There may be some performance differences between the two, but presently they seem nearly identical. Originally there was more of a distinction between the two and a trade-off in performance vs functionality, but at this point, the difference is largely an ergonomic one.
Resilient parsing
The major types of this crate (BoundaryParser
, Chunked
, and Single
), are all iterators.
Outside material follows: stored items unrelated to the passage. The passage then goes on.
PR #5109, opened 2023-01-26
doc: Minor tweaks to clarify and update `contributing.html`

rmoff:
- State required Java version (8)
- Add some useful hyperlinks, tidy up a couple of notes for readability.


docs/contributing.md
```diff
@@ -35,25 +35,27 @@ Our [Go release workflow](https://github.com/treeverse/lakeFS/blob/master/.githu
...
 
-1. Clone the repository from https://github.com/treeverse/lakeFS (gives you read-only access to the repository. To contribute, see the next section).
 1. Build the project:
 
    ```shell
    make build
    ```
 
-Note: Make build won't work for Windows user for building lakeFS.
+   _Note: Make build won't work for Windows user for building lakeFS._
```
arielshaqed, line 56: Ambivalent about this note, but as long as we have it I'd prefer to phrase it more clearly:
```suggestion
   _Note: `make build` won't work for Windows users._
```

docs/contributing.md
```diff
@@ -35,25 +35,27 @@ Our [Go release workflow](https://github.com/treeverse/lakeFS/blob/master/.githu
 
 1. Install the required dependencies for your OS:
    1. [Git](https://git-scm.com/downloads)
-   1. [GNU make](https://www.gnu.org/software/make/) (probably best to install from your OS package manager such as apt or brew)
+   1. [GNU make](https://www.gnu.org/software/make/) (probably best to install from your OS package manager such as [apt](https://en.wikipedia.org/wiki/APT_(software)) or [brew](https://brew.sh/))
    1. [Docker](https://docs.docker.com/get-docker/)
    1. [Go](https://golang.org/doc/install)
    1. [Node.js & npm](https://www.npmjs.com/get-npm)
    1. [Maven](https://maven.apache.org/) to build and test Spark client codes.
+   1. Java 8, which you can install from [Azul Zulu Builds for Java JDK](https://www.azul.com/downloads/?package=jdk)
```
arielshaqed, line 43: Why recommend Azul for non-Mac users?  E.g. [Fedora has current support for Java 8](https://docs.fedoraproject.org/en-US/quick-docs/installing-java/).  Linux users (let alone GNU/Linux users...) might not like Azul as much; there is no requirement for this particular vendor and I'd rather they got a package with an easier upgrade path.

arielshaqed (changes requested):
Thanks, this will be _much better_!

Only response required for approval is about requiring Azul Java.  All else is optional.

docs/contributing.md
rmoff: Ah good point - it was just the Apple M1 comment that linked to this. I'll rephrase.

docs/contributing.md
```diff
@@ -40,7 +40,8 @@ Our [Go release workflow](https://github.com/treeverse/lakeFS/blob/master/.githu
    1. [Go](https://golang.org/doc/install)
    1. [Node.js & npm](https://www.npmjs.com/get-npm)
    1. [Maven](https://maven.apache.org/) to build and test Spark client codes.
-   1. Java 8, which you can install from [Azul Zulu Builds for Java JDK](https://www.azul.com/downloads/?package=jdk)
+   1. Java 8
+     * Apple M1 users can install this from [Azul Zulu Builds for Java JDK](https://www.azul.com/downloads/?package=jdk). Builds for Intel-based Macs are available from [java.com](https://www.java.com/en/download/help/mac_install.html).
```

It's obvious why the body parsers are iterators: they need to iterate over the bytes of output. But why is BoundaryParser
?
Basically, it makes parsing more resilient. If the underlying stream emits an errors, it can be forwarded to the caller and dealt with without losing parsing state. Is this useful? Probably not. Most of the time you'd just want to fail if the stream errors. But it is kind of neat.